EXERCISE:
Transcribe the data that follows, exactly and in full.

[Opening RECORDS section]

PR #2102, opened 2023-10-31
Start creating component gallery (sticker sheet) on Wonder Blocks overview page

nishasy:
## Summary:
We want to add a view to the overview page that shows all available
Wonder Blocks components in one location.

I took some design inspiration from the [Material UI gallery](https://m3.material.io/components).

SOME NOTES:

1. The rest of the descriptions will be added in the following PR. This one just includes one
description (Accordion) to demonstrate what that looks like.
2. I made the tiles open the pages in a new tab so that they wouldn't
open inside the iframe.
3. I think there is something wrong with the keyboard nav for the tile headers in Firefox and Safari, but I'm not sure why.
4. There are a few things I wasn't sure if I should add, so I left them out for now:

- Clickable
- Core
- Data
- Layout
- Translations
- Modal building blocks
- Testing
- Timing
- Theming
- Typography

Issue: https://khanacademy.atlassian.net/browse/WB-1595

## Test plan:
- Go to http://localhost:6061/?path=/docs/overview--docs
- Confirm that the tiles look okay (doesn't matter how the actual components look for now).
- Confirm that the hover/focus styles works.
- Confirm that the tiles link to the correct pages.


zhiyi-zhang-duke:
Very nice, excited to see the finished product!

.storybook/components/component-gallery.tsx
jandrade, line 1: **suggestion:** For some reason, Chromatic and Storybook fail to use TurboSnap when we store non-related config files in the `.storybook` folder. The issue with this is that this will cause more snapshots to be generated in Chromatic than we need. We'll probably need to move the other component I created a while ago in that folder too.

https://github.com/Khan/wonder-blocks/actions/runs/6701414235/job/18208805704?pr=2102#step:7:41

Do you think you could move it to a different location? probably `__docs__/components/` would work there 891

__docs__/components/gallery/component-gallery.tsx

[Closing RECORDS section]

RESULT OF THIS TASK:
PR #2102, opened 2023-10-31
Start creating component gallery (sticker sheet) on Wonder Blocks overview page

nishasy:
## Summary:
We want to add a view to the overview page that shows all available
Wonder Blocks components in one location.

I took some design inspiration from the [Material UI gallery](https://m3.material.io/components).

SOME NOTES:

1. The rest of the descriptions will be added in the following PR. This one just includes one
description (Accordion) to demonstrate what that looks like.
2. I made the tiles open the pages in a new tab so that they wouldn't
open inside the iframe.
3. I think there is something wrong with the keyboard nav for the tile headers in Firefox and Safari, but I'm not sure why.
4. There are a few things I wasn't sure if I should add, so I left them out for now:

- Clickable
- Core
- Data
- Layout
- Translations
- Modal building blocks
- Testing
- Timing
- Theming
- Typography

Issue: https://khanacademy.atlassian.net/browse/WB-1595

## Test plan:
- Go to http://localhost:6061/?path=/docs/overview--docs
- Confirm that the tiles look okay (doesn't matter how the actual components look for now).
- Confirm that the hover/focus styles works.
- Confirm that the tiles link to the correct pages.


zhiyi-zhang-duke:
Very nice, excited to see the finished product!

.storybook/components/component-gallery.tsx
jandrade, line 1: **suggestion:** For some reason, Chromatic and Storybook fail to use TurboSnap when we store non-related config files in the `.storybook` folder. The issue with this is that this will cause more snapshots to be generated in Chromatic than we need. We'll probably need to move the other component I created a while ago in that folder too.

https://github.com/Khan/wonder-blocks/actions/runs/6701414235/job/18208805704?pr=2102#step:7:41

Do you think you could move it to a different location? probably `__docs__/components/` would work there 891

__docs__/components/gallery/component-gallery.tsx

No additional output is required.